**REQUIREMENT**
Retype the whole listing below precisely.

**RECORDED DATA**
= = = =
PR #1051, opened 2022-01-31
Disable hybrid planning test, don't cache ci docker at all and don't cache upstream_ws if repos file is changed

vatanaksoytezer:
= = = =
**TASK OUTPUT**
PR #1051, opened 2022-01-31
Disable hybrid planning test, don't cache ci docker at all and don't cache upstream_ws if repos file is changed

vatanaksoytezer:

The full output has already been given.